▸ Problem to solve
Lines from the one containing "Add wink.ru streaming" through the last line of the records below are to be repeated exactly.

▸ Supplied material
PR #3057, opened 2025-12-16
add syntax check

AzunyanDaisuki:


Loyalsoldier:
The same check done in https://github.com/v2fly/domain-list-community/pull/3064 . Thanks though.

PR #3058, opened 2025-12-16
Add wink.ru streaming domains, update category-ru

sklimoff:
wink.ru - russian video-streaming service. Add it main doman and technical streaming to list.


MkQtS:
Please sort the include and domains alphabetically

▸ Answer area
Add wink.ru streaming domains, update category-ru

sklimoff:
wink.ru - russian video-streaming service. Add it main doman and technical streaming to list.


MkQtS:
Please sort the include and domains alphabetically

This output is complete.